Estrategias de memoria en la expresión oral

 

La memoria no ha gozado últimamente del prestigio de otras épocas, y algunos educadores la han puesto en cuarentena en los aprendizajes. El motivo ha sido reivindicar un aprendizaje no basado en la réplica, sino en la creatividad, el pensamiento reflexivo y el ejercicio de la crítica. No hay razón, no obstante, para dejar de lado a la memoria (tiempo atrás dedicábamos una entrada a las estrategias para reforzar la memorización del vocabulario).

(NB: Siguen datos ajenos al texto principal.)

PR #3266, opened 2020-06-19
TRUNK-5665: User should not extend extend BaseOpenmrsMetadata

jwnasambu:
I changing User to extend BaseOpenmrsObject from BaseOpenmrsMetadata   and added the Auditable and Retireable interfaces to implement. Then added the following fields : creator, dateCreated, changedBy, dateChanged, retiredBy, retireReason, retired, and dateRetired.

## Issue I worked on
https://issues.openmrs.org/browse/TRUNK-5665

### DIFF
--- a/api/src/main/java/org/openmrs/User.java
+++ b/api/src/main/java/org/openmrs/User.java
@@ -12,6 +12,7 @@ package org.openmrs;
 import java.util.ArrayList;
 import java.util.Collection;
 import java.util.Collections;
+import java.util.Date;
 import java.util.HashMap;
 import java.util.HashSet;
 import java.util.List;
@@ -35,14 +36,13 @@ import org.slf4j.LoggerFactory;
  * key-value pairs for either quick info or display specific info that needs to be persisted (like
  * locale preferences, search options, etc)
  */
-public class User extends BaseChangeableOpenmrsMetadata implements java.io.Serializable, Attributable<User> {
+public class User extends BaseOpenmrsObject implements java.io.Serializable, Attributable<User>, Auditable, Retireable {
 	
-	public static final long serialVersionUID = 2L;
+	public static final long serialVersionUID = 2L ;
 	
 	private static final Logger log = LoggerFactory.getLogger(User.class);
 	
 	// Fields
-	
 	private Integer userId;
 	
 	private Person person;
@@ -60,6 +60,22 @@ public class User extends BaseChangeableOpenmrsMetadata implements java.io.Seria
 	private List<Locale> proficientLocales = null;
 	
 	private String parsedProficientLocalesProperty = "";
+	
+	private User creator;
+	
+	private Date dateCreated;
+	
+	private User changedBy;
+	
+	private Date dateChanged;
+	
+	private boolean retired;
+	
+	private User retiredBy;
+	
+	private Date dateRetired;
+	
+	private String retireReason;
 	
 	// Constructors
 	
@@ -594,4 +610,88 @@ public class User extends BaseChangeableOpenmrsMetadata implements java.io.Seria
 		setUserId(id);
 	}
 	
+	@Override
+	public User getCreator() {
+		return creator;
+	}
+
+	@Override
+	public void setCreator(User creator) {
+		this.creator = creator;
+	}
+	
+    @Override
+	public Date getDateCreated() {
+		return dateCreated;
+	}
+
+	@Override
+	public void setDateCreated(Date dateCreated) {
+		this.dateCreated = dateCreated;
+	}
+
+	@Override
+	public User getChangedBy() {
+		return changedBy;
+	}
+
+	@Override
+	public void setChangedBy(User changedBy) {
+		this.changedBy = changedBy;
+	}
+
+	@Override
+	public Date getDateChanged() {
+		return dateChanged;
+	}
+
+	@Override
+	public void setDateChanged(Date dateChanged) {
+		this.dateChanged = dateChanged;
+	}
+
+	@Override
+	public Boolean isRetired() {
+		return retired;
+	}
+	
+    @Override
+	public Boolean getRetired() {
+		return retired;
+	}
+
+	@Override
+	public void setRetired(Boolean retired) {
+		this.retired = retired;
+	}
+
+	@Override
+	public User getRetiredBy() {
+		return retiredBy;
+	}
+
+	@Override
+	public void setRetiredBy(User retiredBy) {
+		this.retiredBy = retiredBy;
+	}
+
+	@Override
+	public Date getDateRetired() {
+		return dateRetired;
+	}
+
+	@Override
+	public void setDateRetired(Date dateRetired) {
+		this.dateRetired = dateRetired;
+	}
+
+	@Override
+	public String getRetireReason() {
+		return retireReason;
+	}
+
+	@Override
+	public void setRetireReason(String retireReason) {
+		this.retireReason = retireReason;
+	}
 }


jwnasambu:
@ibacher, @dkayiwa , @mozzy11 ,  am getting 2 conflicts which I don't know how to go about them. Kindly, how can I go about it?

ibacher:
@jwnasambu I *think* I fixed the merge issues here. Could you kindly add some implementations to those method stubs?

jwnasambu:
Thanks @ibacher I had tried several ways to sold the issue but I wasn't successful. How did you go about it? because am bound to face the same challenge again in my programming journey.

ibacher:
@jwnasambu It looks like I didn't quite do it right. The right way to go forward is to make sure you update your `master` branch before starting a new branch. So, usually, I keep two remotes on my Git repositories:

`origin` – pointing to my clone of a repo
`upstream` — pointing to the OpenMRS version of a repo.

I ensure that my `master` branch tracks the branch in `upstream`. So something like this:

```
# add the upstream
git remote add upstream git@github.com:openmrs/openmrs-core.git
git fetch --all --prune

# set master to track upstream
git checkout master
git branch --set-upstream-to upstream/master

# update local copy of master
git pull
```

Then, when I create a branch, I base it off the latest master:

```
git checkout master
git pull

git checkout -b TRUNK-5665 master
```

Usually, that should be enough to minimize merge conflicts. Otherwise, before pushing or after pushing a discovering a conflict:

```
# update local master
git checkout master
git pull

# go to my branch
git checkout TRUNK-5665

# try to update to the latest master
git rebase master
```

Unfortunately, if there are conflicts that Git can't resolve, you have to manually resolve them, which usually involves this process:

1. Look at the first conflict
2. If my change should replace what's been changed in master since my last update, just overwrite it with my version.
3. If my change shouldn't replace what's there, I try to figure out where my changes fit "next to" the existing code and re-write it.
4. Go to the next conflict and keeping going until they are resolved.

jwnasambu:
@ibacher  I now know where I made a mistake in the process of resolving the conflicts. I stopped on this command 

# update local master
git checkout master
git pull 

and that is why I wasn't making a progress. Thanks so so much

api/src/main/java/org/openmrs/User.java
```diff
@@ -35,14 +36,31 @@
...
+*dummy table containing these columns to 'please' hibernate until we fix the Class hierarchy see TRUNK-5665
+*/
+@SecondaryTable(name = "users_unused_fields")
+@AttributeOverrides({
+        @AttributeOverride(name = "name", column = @Column(table = "users_unused_fields", name = "name", insertable = false, updatable = false)),
+        @AttributeOverride(name = "description", column = @Column(table = "users_unused_fields", name = "description", insertable = false, updatable = false)) })
+public class User extends BaseOpenmrsObject  implements java.io.Serializable, Attributable<User>, Auditable, Retireable {
+=======
+public class User extends BaseOpenmrsObject implements java.io.Serializable, Attributable<User>, Auditable, Retireable {
+>>>>>>> 7f1edc92d80496f5d1c86e9e0b968292c5ebf238
```
ibacher, line 57: @jwnasambu So here, we'll want to select this version:

```
public class User extends BaseOpenmrsObject implements java.io.Serializable, Attributable<User>, Auditable, Retireable {
```

This code above is a Git conflict message. If shows two different versions of this section that git cannot resolve. These sections are divided by the `=======`. So we can treat the top as option 1 and the part underneath as option 2. `<<<<<<<` is used to indicate where the conflict begins and `>>>>>>>` indicates where it ends, so we don't want to modify anything outside of that.

In this, as I said, we want to go with option 2, so we'll get rid of the text that makes up option 1 and the conflict markers:

```suggestion
public class User extends BaseOpenmrsObject implements java.io.Serializable, Attributable<User>, Auditable, Retireable {
```

api/src/main/java/org/openmrs/User.java
```diff
@@ -53,14 +71,74 @@
...
+	@SuppressWarnings("deprecation")
+	@ElementCollection
+	@CollectionTable(name = "user_property", joinColumns = @JoinColumn(name = "user_id", nullable = false))
+	@MapKeyColumn(name = "property", length = 100)
+	@Column(name = "property_value")
+	@Cascade({ CascadeType.SAVE_UPDATE, CascadeType.MERGE, CascadeType.EVICT })
+=======
+	private Set<Role> roles;
+	
+>>>>>>> 7f1edc92d80496f5d1c86e9e0b968292c5ebf238
```
ibacher, line 119: Here we have something similar. However, unlike the above, we don't just cleanly want option 1 or option 2. We primarily want what's in option 2, but we also want the fields (but not the annotations) defined in option 1. 

If you want to understand *why* you get this conflict, it's because the version of `master` you were working from had [this commit](https://github.com/openmrs/openmrs-core/commit/267f4df2ba3d683323e2938690f5bcef116318b6#diff-7325e970b68864df576bcb7c49e495c0), but it's [since been backed out](https://github.com/openmrs/openmrs-core/commit/4d53a02710df2fda97ca5579772b629022267677#diff-7325e970b68864df576bcb7c49e495c0); this is also why we want option 2 with some additions. While we don't want to add all the Hibernate annotations in, we do want the fields that used to be defined in `BaseChangeableOpenmrsMetadata` that are required to support the `Auditable` adn `Retireable` interfaces.

So in this case, we want to end up with something like this:

```suggestion
	private User creator;
	
	private Date dateCreated;

	private User changedBy;
	
	private Date dateChanged;
	
	private String retired;
	
	private User retiredBy;
	
	private String retireReason;
	
	private Date dateRetired;

	private Set<Role> roles;
```

api/src/main/java/org/openmrs/User.java
```diff
@@ -593,5 +671,127 @@ public Integer getId() {
...
+		return creator;
+	}
+
+	@Override
+	public void setCreator(User creator) {
+		this.creator = creator;
+<<<<<<< HEAD
+		
+=======
+>>>>>>> 7f1edc92d80496f5d1c86e9e0b968292c5ebf238
```
ibacher, line 686: These issues all arise because I think, of the version I committed here. Here and below, we should go with option 2.

```suggestion
```

api/src/main/java/org/openmrs/User.java
```diff
@@ -593,5 +671,127 @@ public Integer getId() {
...
+		return dateCreated;
+	}
+
+	@Override
+	public void setDateCreated(Date dateCreated) {
+		this.dateCreated = dateCreated;
+<<<<<<< HEAD
+		
+=======
+>>>>>>> 7f1edc92d80496f5d1c86e9e0b968292c5ebf238
```
ibacher, line 700:
```suggestion
```

api/src/main/java/org/openmrs/User.java
ibacher: Option 2 is, indentally, leaving that space blank.

api/src/main/java/org/openmrs/User.java
```diff
@@ -593,5 +671,127 @@ public Integer getId() {
...
+		return changedBy;
+	}
+
+	@Override
+	public void setChangedBy(User changedBy) {
+		this.changedBy = changedBy;
+<<<<<<< HEAD
+		
+=======
+>>>>>>> 7f1edc92d80496f5d1c86e9e0b968292c5ebf238
```
ibacher, line 714:
```suggestion
```

api/src/main/java/org/openmrs/User.java
```diff
@@ -593,5 +671,127 @@ public Integer getId() {
...
+		return dateChanged;
+	}
+
+	@Override
+	public void setDateChanged(Date dateChanged) {
+		this.dateChanged = dateChanged;
+<<<<<<< HEAD
+		
+=======
+>>>>>>> 7f1edc92d80496f5d1c86e9e0b968292c5ebf238
```
ibacher, line 728:
```suggestion
```

api/src/main/java/org/openmrs/User.java
```diff
@@ -593,5 +671,127 @@ public Integer getId() {
...
+	}
+
+	@Override
+	public Boolean isRetired() {
+<<<<<<< HEAD
+		return null;
+=======
+		return retired;
+>>>>>>> 7f1edc92d80496f5d1c86e9e0b968292c5ebf238
```
ibacher, line 737:
```suggestion
		return retired;
```

api/src/main/java/org/openmrs/User.java
```diff
@@ -593,5 +671,127 @@ public Integer getId() {
...
+		return retired;
+	}
+
+	@Override
+	public void setRetired(Boolean retired) {
+		this.retired = retired;
+<<<<<<< HEAD
+		
+=======
+>>>>>>> 7f1edc92d80496f5d1c86e9e0b968292c5ebf238
```
ibacher, line 751:
```suggestion
```

api/src/main/java/org/openmrs/User.java
```diff
@@ -593,5 +671,127 @@ public Integer getId() {
...
+		return retiredBy;
+	}
+
+	@Override
+	public void setRetiredBy(User retiredBy) {
+		this.retiredBy = retiredBy;
+<<<<<<< HEAD
+		
+=======
+>>>>>>> 7f1edc92d80496f5d1c86e9e0b968292c5ebf238
```
ibacher, line 765:
```suggestion
```

api/src/main/java/org/openmrs/User.java
```diff
@@ -593,5 +671,127 @@ public Integer getId() {
...
+		return dateRetired;
+	}
+
+	@Override
+	public void setDateRetired(Date dateRetired) {
+		this.dateRetired = dateRetired;
+<<<<<<< HEAD
+		
+=======
+>>>>>>> 7f1edc92d80496f5d1c86e9e0b968292c5ebf238
```
ibacher, line 779:
```suggestion
```

api/src/main/java/org/openmrs/User.java
```diff
@@ -593,5 +671,127 @@ public Integer getId() {
...
+	@Override
+	public void setRetireReason(String retireReason) {
+		this.retireReason = retireReason;
+<<<<<<< HEAD
+		
+	}
 	
+=======
+	}
+>>>>>>> 7f1edc92d80496f5d1c86e9e0b968292c5ebf238
```
ibacher, line 796:
```suggestion
		this.retireReason = retireReason;
	}
```

api/src/main/java/org/openmrs/User.java
```diff
@@ -35,14 +36,27 @@
...
+*User inherits name and description properties from BaseOpenmrsMetadata but they don't exist in the users table since 
+*they are not used, because these field exist in BaseOpenmrsData and they are marked as persistent, hibernate generates 
+*a query containing these columns which of course fails to execute because of missing columns, so we introduce this 
+*dummy table containing these columns to 'please' hibernate until we fix the Class hierarchy see TRUNK-5665
+*/
+@SecondaryTable(name = "users_unused_fields")
+@AttributeOverrides({
+        @AttributeOverride(name = "name", column = @Column(table = "users_unused_fields", name = "name", insertable = false, updatable = false)),
+        @AttributeOverride(name = "description", column = @Column(table = "users_unused_fields", name = "description", insertable = false, updatable = false)) })
+public class User extends BaseOpenmrsObject implements java.io.Serializable, Attributable<User>, Auditable, Retireable {
```
ibacher, line 53: So here we really did want to end up with replacing all of this with one line:

```suggestion
public class User extends BaseOpenmrsObject implements java.io.Serializable, Attributable<User>, Auditable, Retireable {
```

ibacher: Similarly, the rest of the Git merge issues really do need to be resolved before this will compile, because otherwise you end up with things like this that Java doesn't know how to process: `<<<<<<< HEAD`

jwnasambu:
@ibacher thanks so so much for the explanation. I spend the better part of today to solve the GIT conflict and am glad I have learned the skill and it was worthy my time. Am trying to fix the Travis CI though from a hospital bed of which it can't be that fast but feel free to leave a comment.

PR #3288, opened 2020-07-02
TRUNK-5826: Fix error when creating user on Postgres

Am-Coder:
…reSQL

In case of PostgreSQL, on use of session.saveOrUpdate(..) , only the sequence gets increased and no insert statement are issued by hibernate. So, I had to flush the session in order to avoid the null pointer exception being throw for LoginCredential.
## Issue I worked on

see https://issues.openmrs.org/browse/TRUNK-5826

  No? -> execute above command

### DIFF
--- a/api/src/main/java/org/openmrs/api/db/hibernate/HibernateUserDAO.java
+++ b/api/src/main/java/org/openmrs/api/db/hibernate/HibernateUserDAO.java
@@ -77,7 +77,12 @@ public class HibernateUserDAO implements UserDAO {
 		sessionFactory.getCurrentSession().saveOrUpdate(user);
 		
 		if (isNewUser && password != null) {
-			// In case of PostgreSQL hibernate session.saveOrUpdate does not issues insert statements at the same time
+			/* In OpenMRS, we are using generation strategy as native which will convert to IDENTITY 
+			 for MySQL and SEQUENCE for PostgreSQL. When using IDENTITY strategy, hibernate directly 
+			 issues insert statements where as with  SEQUENCE strategy hibernate only increments 
+			 sequences and issues insert on session flush ( batching is possible) . 
+			 PostgreSQL behaves differently than MySQL because it makes use of SEQUENCE strategy. 
+			*/
 			sessionFactory.getCurrentSession().flush();
 			
 			//update the new user with the password
--- a/api/src/main/java/org/openmrs/api/db/hibernate/HibernateUserDAO.java
+++ b/api/src/main/java/org/openmrs/api/db/hibernate/HibernateUserDAO.java
@@ -77,6 +77,9 @@ public class HibernateUserDAO implements UserDAO {
 		sessionFactory.getCurrentSession().saveOrUpdate(user);
 		
 		if (isNewUser && password != null) {
+			// In case of PostgreSQL hibernate session.saveOrUpdate does not issues insert statements at the same time
+			sessionFactory.getCurrentSession().flush();
+			
 			//update the new user with the password
 			String salt = Security.getRandomToken();
 			String hashedPassword = Security.encodeString(password + salt);


api/src/main/java/org/openmrs/api/db/hibernate/HibernateUserDAO.java
```diff
@@ -77,6 +77,9 @@ public User saveUser(User user, String password) {
 		sessionFactory.getCurrentSession().saveOrUpdate(user);
 		
 		if (isNewUser && password != null) {
+			// In case of PostgreSQL hibernate session.saveOrUpdate does not issues insert statements at the same time
+			sessionFactory.getCurrentSession().flush();
```
HerbertYiga, line 81: @Am-Coder   Did you try running these changes under a running openmrs instance with a  PostgreSQL Db?

Am-Coder: Yes, I have verified the changes on PostgreSQL.

dkayiwa: @Am-Coder did you investigate why PostgreSQL behaves differently from MySQL in this scenario?

Am-Coder: Let me look into it and see if I can find something.

Am-Coder: @dkayiwa , I went through [docs](https://docs.jboss.org/hibernate/orm/3.5/javadocs/org/hibernate/Session.html) and a lot of articles but there is no specific piece of documentation that could point to this. I found this [article](https://dzone.com/articles/hibernate-identity-sequence) very useful. Based on this article, to me it appears that:
  
In OpenMRS, we are using generation strategy as native which will convert to IDENTITY for MySQL and SEQUENCE for PostgreSQL. When using IDENTITY strategy, hibernate directly issues insert statements( cannot make use of batching ) where as with SEQUENCE strategy hibernate only increments sequences and issues insert on session flush ( batching is possible) . PostgreSQL behaves differently than MySQL because it makes use of SEQUENCE strategy.

Here is the link to the SQL queries I logged that get executed with MySQL and PostgreSQL( with session flush and without session flush ) - https://pastebin.com/yTsKUgYP . This is in accordance with the article I mentioned above.

dkayiwa: Can you add this explanation to the code?

ibacher: Do we need this call to `flush()` to prevent an error of some kind? I'm not sure that flushing the session just so we get insert statements generated at the same time should be a requirement (and there can be some modest benefits to allowing Hibernate to defer issuing a query until the session is closed).

Am-Coder: @ibacher , The current logical implementation is according to MySQL which makes use of IDENTITY strategy where there is no defering. Let me see if I can do something without making use of flush. As of now I think it might require a different hibernate session for each saveOrUpdate and get calls. The problem here is that in the same session we persisting as well as then calling the peristed entity.

Am-Coder: > Can you add this explanation to the code?

Added the explanation

ibacher: @Am-Coder So, to be clear, I don't think we should be calling `flush()` if the only reason we're doing so is to generate an `INSERT` statement at the same point that Hibernate would generate an `INSERT` statement when being run on MySQL. We're using a different identifier generation strategy and that has different behaviour. We'd only want to call `flush()` here if *not* calling `flush()` results in some kind of error.

Am-Coder: @ibacher , if you do not call flush here then an error is raised . Link to logs https://pastebin.com/FmP9ekBp . Also I have attached the screenshot in the ticket description https://issues.openmrs.org/browse/TRUNK-5826 .

Am-Coder: @dkayiwa @ibacher , are the changes fine or something more needs to be done ?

Las estrategias de memoria pueden constituir una ayuda fenomenal, también, a la hora de comunicar nuestras ideas en público, si optamos por no leerlas o por depender poco de un guión. ¿De qué manera podemos recordar un texto que debemos expresar oralmente, incluso un texto extenso y complejo? ¿De qué manera podemos recordar con seguridad el hilo de un discurso, su progresión, sin olvidar sus etapas? Los clásicos (Cicerón, por ejemplo), muy acostumbrados a una oratoria basada en la memorización, tenían bien estudiada esta cuestión y muy desarrolladas las técnicas para responder a ella.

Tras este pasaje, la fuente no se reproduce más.